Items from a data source
Issue #461, opened 2020-11-11
Random codecov diffs


mheuzey:
When opening #458, I noticed that the codecov report initially showed some lines losing coverage in a file that I had not touched (CommandResponse.ts). The diff disappeared and reappeared as I made minor adjustments to the PR (no code changes). Looking into this topic of random codecov diffs, I found a thread which suggested that the tests might be non-deterministic. So I ran the unit test for that file on my local machine a few times, and it does look like the coverage changes between runs.

![image](https://user-images.githubusercontent.com/32349430/98859690-8b5ba000-2430-11eb-85a3-6a6858bbab90.png)

I'm not an expert on tests, but I figured I would bring this up so someone with more knowledge could verify whether something in the test suite could be causing random coverage changes. I don't know how widespread this problem is, but looking over the last few PRs, I see that #456 and #435 both have the same coverage diff as mine, and both PRs made small changes that shouldn't have affected coverage.

JTonda:
We believe that updates to the codecov tools have eliminated this problem therefore we are closing this issue.

PR #572, opened 2021-03-23
Added headers[] option to TextUtils.getTable()

### LINKED ISSUE #369: TextUtils.getTable: accept headers[] as parameter
I would like to pass an array of headers to TextUtils.getTable, in order to guarantee column order. Per the [ECMAScript spec](https://www.ecma-international.org/ecma-262/6.0/#sec-ordinary-object-internal-methods-and-internal-slots-ownpropertykeys), properties are enumerated in the following order:

1. Integer indices (if applicable), in ascending order.
2. Other string keys (if applicable), in property creation order.
3. Symbol keys (if applicable), in property creation order.

This means that in my table, if some of my column headers are simple numbers, they will get hoisted to the left of the table, since TextUtils.getTable builds the headers by calling Object.keys on the array of key-value pairs.

Another use case would be if I have built a full table of values, but don't always want to display the whole thing. By passing an array of headers, I can filter out which columns are displayed, if necessary.

mheuzey:
Added a headers[] parameter to TextUtils.getTable(). This gives the user more control over which headers to display, and in what order. Closes #369.

As a side note, TestUtils.getTable now has 7 parameters, 5 of which are optional. It might be a good idea to move to an ITableOptions object as a parameter. I held off on this for now, as I believe this would be a breaking change, but we might want to consider this for the next major version.

Signed-off-by: mheuzey <michael.heuzey@gmail.com>

### DIFF
--- a/packages/utilities/src/TextUtils.ts
+++ b/packages/utilities/src/TextUtils.ts
@@ -156,18 +156,12 @@ export class TextUtils {
      */
     public static getTable(objects: any[], primaryHighlightColor: string,
                            maxColumnWidth?: number, includeHeader: boolean = true, includeBorders: boolean = false,
-                           hardWrap: boolean = false, headers: string[] = []): string {
+                           hardWrap: boolean = false, headers?: string[]): string {
         const Table = require("cli-table3");
-        // for every property of every object in the array,
-        // make a header for the table
-        if (headers.length === 0) {
-            for (const obj of objects) {
-                for (const key of Object.keys(obj)) {
-                    if (headers.indexOf(key) === -1) {
-                        headers.push(key);
-                    }
-                }
-            }
+
+        // if the user did not specify which headers to use, build them from the object array
+        if (!headers) {
+            headers = this.buildHeaders(objects);
         }
         if (isNullOrUndefined(maxColumnWidth)) {
             maxColumnWidth = this.getRecommendedWidth() / headers.length;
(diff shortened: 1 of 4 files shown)


packages/utilities/src/TextUtils.ts
```diff
@@ -150,19 +150,22 @@ export class TextUtils {
...
      * @param includeBorders -  should the table have borders between the cells?
      * @param hardWrap - hard wrap the text within the width of the table cells (defaults to false)
+     * @param headers - specify which headers in which order to display. if omitted, loops through the rows
+     *        and adds object properties as headers in their enumeration order
      * @returns {string} the rendered table
      */
     public static getTable(objects: any[], primaryHighlightColor: string,
                            maxColumnWidth?: number, includeHeader: boolean = true, includeBorders: boolean = false,
-                           hardWrap: boolean = false): string {
+                           hardWrap: boolean = false, headers: string[] = []): string {
```
zFernand0, line 159: it'd be nice to have an interface for this function so that people don't have to `getTable(objects, "white", null, true, false, false, ["header1","header2"])`, and instead call it like 
```
getTable({
  objects,
  primaryHighlightColor: "white",
  includeHeader: true,
  headers: ["header1", "header2"]
})
```

zFernand0 (approved):
LGTM!
Should we care about the Cognitive Complexity issues in Sonar Cloud?

mheuzey:
It looks like 10 out of the 16 points are just from the one spot that builds the headers from the object properties, because of nesting. If you counted that spot as just 1 point, you would be down to 7 out of the allowed 15. The alternative way to placate SonarCloud would be to pull that code out into a separate buildHeaders() function, so that it gets its own allotment of points.

mheuzey:
The coverage for the file I updated has increased; the decrease in overall coverage is due to the same file I mentioned in #461 about fluctuating code coverage. I would say it's safe to ignore that one.

awharn (approved):

PR #573, opened 2021-03-24
Update mProgressApi and endBar to prevent output duplication

awharn:
When calling `mProgressApi`'s `endBar()`, the contents of the `stdout` and `stderr` buffers are printed to the console. Before now, calls to `endBar()` would output duplicate data on the console because the buffers are never cleared when their contents are printed to the console. This PR rectifies this behavior by only printing a subset of the buffer that was written after the progress bar started to console.

### DIFF
--- a/CHANGELOG.md
+++ b/CHANGELOG.md
@@ -2,6 +2,10 @@
 
 All notable changes to the Imperative package will be documented in this file.
 
+## Recent Changes
+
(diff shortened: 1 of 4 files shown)


gejohnston (approved):
Looks good.

t1m0thyj (approved):
LGTM!

zFernand0 (approved):
🚀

__What is expected__
The full set of records is to be written out once more, word for word.

__Answer to this exercise__
Issue #461, opened 2020-11-11
Random codecov diffs


mheuzey:
When opening #458, I noticed that the codecov report initially showed some lines losing coverage in a file that I had not touched (CommandResponse.ts). The diff disappeared and reappeared as I made minor adjustments to the PR (no code changes). Looking into this topic of random codecov diffs, I found a thread which suggested that the tests might be non-deterministic. So I ran the unit test for that file on my local machine a few times, and it does look like the coverage changes between runs.

![image](https://user-images.githubusercontent.com/32349430/98859690-8b5ba000-2430-11eb-85a3-6a6858bbab90.png)

I'm not an expert on tests, but I figured I would bring this up so someone with more knowledge could verify whether something in the test suite could be causing random coverage changes. I don't know how widespread this problem is, but looking over the last few PRs, I see that #456 and #435 both have the same coverage diff as mine, and both PRs made small changes that shouldn't have affected coverage.

JTonda:
We believe that updates to the codecov tools have eliminated this problem therefore we are closing this issue.

PR #572, opened 2021-03-23
Added headers[] option to TextUtils.getTable()

### LINKED ISSUE #369: TextUtils.getTable: accept headers[] as parameter
I would like to pass an array of headers to TextUtils.getTable, in order to guarantee column order. Per the [ECMAScript spec](https://www.ecma-international.org/ecma-262/6.0/#sec-ordinary-object-internal-methods-and-internal-slots-ownpropertykeys), properties are enumerated in the following order:

1. Integer indices (if applicable), in ascending order.
2. Other string keys (if applicable), in property creation order.
3. Symbol keys (if applicable), in property creation order.

This means that in my table, if some of my column headers are simple numbers, they will get hoisted to the left of the table, since TextUtils.getTable builds the headers by calling Object.keys on the array of key-value pairs.

Another use case would be if I have built a full table of values, but don't always want to display the whole thing. By passing an array of headers, I can filter out which columns are displayed, if necessary.

mheuzey:
Added a headers[] parameter to TextUtils.getTable(). This gives the user more control over which headers to display, and in what order. Closes #369.

As a side note, TestUtils.getTable now has 7 parameters, 5 of which are optional. It might be a good idea to move to an ITableOptions object as a parameter. I held off on this for now, as I believe this would be a breaking change, but we might want to consider this for the next major version.

Signed-off-by: mheuzey <michael.heuzey@gmail.com>

### DIFF
--- a/packages/utilities/src/TextUtils.ts
+++ b/packages/utilities/src/TextUtils.ts
@@ -156,18 +156,12 @@ export class TextUtils {
      */
     public static getTable(objects: any[], primaryHighlightColor: string,
                            maxColumnWidth?: number, includeHeader: boolean = true, includeBorders: boolean = false,
-                           hardWrap: boolean = false, headers: string[] = []): string {
+                           hardWrap: boolean = false, headers?: string[]): string {
         const Table = require("cli-table3");
-        // for every property of every object in the array,
-        // make a header for the table
-        if (headers.length === 0) {
-            for (const obj of objects) {
-                for (const key of Object.keys(obj)) {
-                    if (headers.indexOf(key) === -1) {
-                        headers.push(key);
-                    }
-                }
-            }
+
+        // if the user did not specify which headers to use, build them from the object array
+        if (!headers) {
+            headers = this.buildHeaders(objects);
         }
         if (isNullOrUndefined(maxColumnWidth)) {
             maxColumnWidth = this.getRecommendedWidth() / headers.length;
(diff shortened: 1 of 4 files shown)


packages/utilities/src/TextUtils.ts
```diff
@@ -150,19 +150,22 @@ export class TextUtils {
...
      * @param includeBorders -  should the table have borders between the cells?
      * @param hardWrap - hard wrap the text within the width of the table cells (defaults to false)
+     * @param headers - specify which headers in which order to display. if omitted, loops through the rows
+     *        and adds object properties as headers in their enumeration order
      * @returns {string} the rendered table
      */
     public static getTable(objects: any[], primaryHighlightColor: string,
                            maxColumnWidth?: number, includeHeader: boolean = true, includeBorders: boolean = false,
-                           hardWrap: boolean = false): string {
+                           hardWrap: boolean = false, headers: string[] = []): string {
```
zFernand0, line 159: it'd be nice to have an interface for this function so that people don't have to `getTable(objects, "white", null, true, false, false, ["header1","header2"])`, and instead call it like 
```
getTable({
  objects,
  primaryHighlightColor: "white",
  includeHeader: true,
  headers: ["header1", "header2"]
})
```

zFernand0 (approved):
LGTM!
Should we care about the Cognitive Complexity issues in Sonar Cloud?

mheuzey:
It looks like 10 out of the 16 points are just from the one spot that builds the headers from the object properties, because of nesting. If you counted that spot as just 1 point, you would be down to 7 out of the allowed 15. The alternative way to placate SonarCloud would be to pull that code out into a separate buildHeaders() function, so that it gets its own allotment of points.

mheuzey:
The coverage for the file I updated has increased; the decrease in overall coverage is due to the same file I mentioned in #461 about fluctuating code coverage. I would say it's safe to ignore that one.

awharn (approved):

PR #573, opened 2021-03-24
Update mProgressApi and endBar to prevent output duplication

awharn:
When calling `mProgressApi`'s `endBar()`, the contents of the `stdout` and `stderr` buffers are printed to the console. Before now, calls to `endBar()` would output duplicate data on the console because the buffers are never cleared when their contents are printed to the console. This PR rectifies this behavior by only printing a subset of the buffer that was written after the progress bar started to console.

### DIFF
--- a/CHANGELOG.md
+++ b/CHANGELOG.md
@@ -2,6 +2,10 @@
 
 All notable changes to the Imperative package will be documented in this file.
 
+## Recent Changes
+
(diff shortened: 1 of 4 files shown)


gejohnston (approved):
Looks good.

t1m0thyj (approved):
LGTM!

zFernand0 (approved):
🚀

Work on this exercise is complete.